━━━ Available data

Issue #781, opened 2022-03-22
`AddLocalRpcTarget<IServerDerived>` does not publish events in parent interface


rruizGit:
In the case where:

_public interface IServerDerived : IServer_

where IServer declares an event and 

_JsonRpc.AddLocalRpcTarget<IServerDerived>_ 

is employed to publish the object using an interface, the methods of the parent interface (_IServer_) will be available but not the events. 

(I will be adding a PR shortly with an extra unit test that exercises this situation along with a fix).

PR #782, opened 2022-03-22
Hook events in base interfaces when calling `AddLocalRpcTarget<T>`

rruizGit:
Fix for issue #781. It includes a unit test that would have failed before the fix.


AArnott (approved):
First rate. Thank you!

━━━━━━

Task requirements
Please return, exactly as written, the line containing "Hook events in" and every line after it through the end of the records above, and nothing else.

Response to the exercise
Hook events in base interfaces when calling `AddLocalRpcTarget<T>`

rruizGit:
Fix for issue #781. It includes a unit test that would have failed before the fix.


AArnott (approved):
First rate. Thank you!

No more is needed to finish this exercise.